8 top cities' new home launches collapsed by 8% in last fiscal
Housing sector witnessed 8 per cent decline in new launches to 1,08,200 units in eight top cities during the last fiscal, mainly due to new real estate law and poor sales post demonetisation, according to a report.
In its latest report, property consultant Cushman & Wakefield said that the top 8 cities saw residential launches of about 25,800 units in the first quarter of 2017 calendar year, down 16 per cent from the year-ago period.
These eight cities are -- Delhi-NCR, Mumbai, Kolkata, Chennai, Bengaluru, Hyderabad, Pune and Ahmedabad.
"Launches in the residential sector have declined by about 8 per cent during the period April 2016 to March 2017 compared to the same period in 2015-16," C&W said. The new home launches stood at 1,17,650 units in the previous year.

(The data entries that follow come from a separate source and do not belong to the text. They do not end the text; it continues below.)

PR #386, opened 2016-11-07
Support RPC on Windows (MinGW)

kentonv:
With these changes, all RPC tests work on Windows when compiling with MinGW.

The meat of this change is implementing EventPort and async-io in terms of Winsock and I/O completion ports.

Things still to do:
* Update cmake files.
* Make it compile in MSVC. (May or may not be a lot of work.)
* Support waiting on signalable HANDLEs (a la WaitForMultipleObjects()). This looks like it will require a thread pool since there's no way to wait on IOCP and objects in the same thread.
* The interface change to LowLevelAsyncIoProvider::wrapConnectingSocketFd() should perhaps be used on Unix too, so that they can be consistent. Maybe this method should change to `wrapSocketAndConnect()`.
* debug.c++ has some TODO(now)s.
* It looks like there is one spurious test failure when running on actual Windows rather than Wine. Just noticed this now and haven't had time to investigate.

@harrishancock Are you interested in getting this working in MSVC? If not I'll probably look into it later this month.

### DIFF
--- a/c++/src/kj/exception.c++
+++ b/c++/src/kj/exception.c++
@@ -38,6 +38,13 @@
 #include <execinfo.h>
 #endif
 
+#if _WIN32
+#define WIN32_LEAN_AND_MEAN
+#include <windows.h>
+#include "windows-sanity.h"
+#include <dbghelp.h>
+#endif
+
 #if (__linux__ || __APPLE__) && defined(KJ_DEBUG)
 #include <stdio.h>
 #include <pthread.h>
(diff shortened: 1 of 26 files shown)


harrishancock:
Awesome!! Nice job, Kenton. :)

I'll try making as much of this compile in MSVC as I can tonight, but don't hold the merge up for me.

I suspect it might not be feasible for another month or so, because it is currently impossible to port the dynamic schema API to MSVC. I realize the async I/O implementation ought to be orthogonal to the dynamic API, but last time I tried porting the event loop code over, I ended up having to port the dynamic API first -- I can't remember why, though. :/ Presumably tonight I will either remember, or disprove myself.

By the way, the reason the dynamic API isn't portable right now is this: There is a regression in the latest version of VS2015 (Update 3) in which MSVC ICEs when trying to compile the `anyOfChars` parser combinator. The latest version of VS "15" (Preview 5) fixes this regression, but the latest release candidate of CMake is currently incompatible with VS "15"'s new directory structure. I expect CMake to support it soon, hopefully by the 3.7 release, at which point it should be feasible to complete the port to MSVC, finally.

kentonv:
Ouch. Did VS2015 Update 2 work? Will there be another update to the VS2015 line that fixes the regression? People didn't like it two years ago when capnp required a prelease VS, so it'll be sad if we have to tell them that it once again requires a prerelease.

Maybe we can work around the anyOfChars problem somehow?

Also, I think the parser combinators are only used by the compiler, not by the dynamic API. So maybe we could stick with shipping a prebuild compiler binary and exclude just the parser combinators from the runtime library?

harrishancock:
Update 2 sort of worked, but only with this workaround: https://github.com/harrishancock/capnproto/commit/864c930736b428d3f95890c75b444e582596c41d

(Obviously that macro could be named `anyOfChars`, which would be an improvement in readability, though it could arguably be more of a global namespace pollutant.)

Update 3 ICEs even *with* that workaround. I tried finding a different way for a few hours in September, but gave up. I had already spent a long time trying to find a better way than that `#define` for Update 2. I certainly hope there will be an update to VS2015 that resolves the regression, but lack the required tea leaves to know. :(

I think the only workaround that would work with Update 3 would be excluding the parser combinators from the release, as you suggested. I looked at the code and think you're right: the dynamic API shouldn't depend on the parser combinators. I probably conflated the dynamic API with schema parsing.

By the way, it looks like it is still possible to install Update 2: https://msdn.microsoft.com/en-us/library/mt653628.aspx

I'll try that tonight.

kentonv:
Great, I think it makes sense then to exclude the parser combinators (and hence the compiler and libcapnpc (schema parser library)) in VS2015. That's OK because most apps don't use those at runtime anyway. We can ship a MinGW-built compiler binary for people to use. For people using the confusingly-named VS "15", we can enable that part of the build.

c++/src/kj/exception.c++
```diff
@@ -38,6 +38,13 @@
 #include <execinfo.h>
 #endif
 
+#if _WIN32
+#define WIN32_LEAN_AND_MEAN
+#include <windows.h>
+#include "windows-sanity.h"
```
harrishancock: I recommend:

```
#define WIN32_LEAN_AND_MEAN
#define NOGDI     // Inhibit ERROR define
#define NOMINMAX  // Inhibit min/max defines
#include <windows.h>
```

Then this file will compile in MSVC. The GDI in NOGDI stands for Graphics Device Interface -- presumably cruft we can safely excise in this .c++ file.

harrishancock:
This branch compiles in MSVC under lite mode with the `#define NOMINMAX` suggestion I made in exception.c++. Haven't tried compiling async code yet.

c++/src/kj/exception.c++
```diff
@@ -57,19 +64,142 @@ StringPtr KJ_STRINGIFY(LogSeverity severity) {
...
+      DWORD MachineType,HANDLE hProcess,HANDLE hThread,
+      LPSTACKFRAME64 StackFrame,PVOID ContextRecord,
+      PREAD_PROCESS_MEMORY_ROUTINE64 ReadMemoryRoutine,
+      PFUNCTION_TABLE_ACCESS_ROUTINE64 FunctionTableAccessRoutine,
+      PGET_MODULE_BASE_ROUTINE64 GetModuleBaseRoutine,
+      PTRANSLATE_ADDRESS_ROUTINE64 TranslateAddress);
+  PVOID WINAPI (*symFunctionTableAccess64)(HANDLE hProcess,DWORD64 AddrBase);
+  DWORD64 WINAPI (*symGetModuleBase64)(HANDLE hProcess,DWORD64 qwAddr);
+  WINBOOL WINAPI (*symGetLineFromAddr64)(
+      HANDLE hProcess,DWORD64 qwAddr,PDWORD pdwDisplacement,PIMAGEHLP_LINE64 Line64);
```
harrishancock: Earlier when I said this file compiled in MSVC, I spoke too soon -- I was targeting 32-bit.

To actually get this to compile in MSVC, I had to change WINBOOL to BOOL and change all occurrences of `WINAPI (*foo)` to `(WINAPI *foo)`. Still untested, though.

harrishancock:
@kentonv, I finished a rough draft port of this branch to VS2015U3: https://github.com/harrishancock/capnproto/commits/async-win32-vs2015

There are a handful of commits that I can split off into a useful PR right away. The bulk of it I won't submit until this one (#386) is merged, so I can rebase onto master. There are some other cleanup issues that I need to attend to, as well.

For now, I made it so CMake won't build the compiler, or any parsing code, if EXTERNAL_CAPNP is defined. I think this is now inconsistent with the autotools build script's external-capnp semantics, though. We could add a third variable to control the building of the tools, CAPNP_BUILD_TOOLS or something, or we could consider redefining CAPNP_LITE to mean "build everything but the tools."

I have not yet:
- compiled against VS2015 Update 2, which should get us the compiler tools built, which could potentially get us MSVC-compiled pycapnp
- cleaned up any of the 428 warnings
- debugged any of the 10 failing tests
- ported the pointer-to-member-function helper code

Test results are here: https://gist.github.com/harrishancock/54accdd8beae10b93b5fbd4c652b9e2a

kentonv:
Went ahead and merged this -- I guess there was nothing to wait for.

@harrishancock Please send a pull request for the rest of the MSVC changes whenever you're ready.

harrishancock:
Great, this is exciting! I'll have a PR ready soon.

The consultant said that launches have seen a steady quarter on quarter decline for the last four quarters, "corresponding with the announcement of Real Estate Regulatory Act (RERA) 2016 in March last year and the demonetisation exercise in November 2016."
However, the share of affordable segment in total launches has improved to 30 per cent last fiscal compared to 25 per cent in the same period in 2015-16. The share of high- end and luxury segments fell to 11 per cent from 13 per cent during the same period.
"While sales have been weak across segments, it has been prominent in the high-end and luxury segments over the last quarters owing to demand-supply mismatches," C&W said in a statement.
On prices, the consultant said that rates fell in cities such as Delhi-NCR, Bengaluru and select markets in Mumbai in the first quarter of 2017 on combined impact of a prolonged slowdown in sales and the pressure of mounting inventory.
In Delhi-NCR, quoted capital values softened by 1-3 per cent in both the mid and high-end segments across most of the sub-markets from the previous quarter.
Bengaluru too witnessed rationalisation of prices in most of the sub-markets across mid and high-end segments.
The real estate developers have cut down on new launches and are reducing the effective cost of their offerings by bundling in incentives and add-ons to clear unsold stocks. To boost sales, developers are offering several lucrative packages and incentives to close deals for genuine buyers.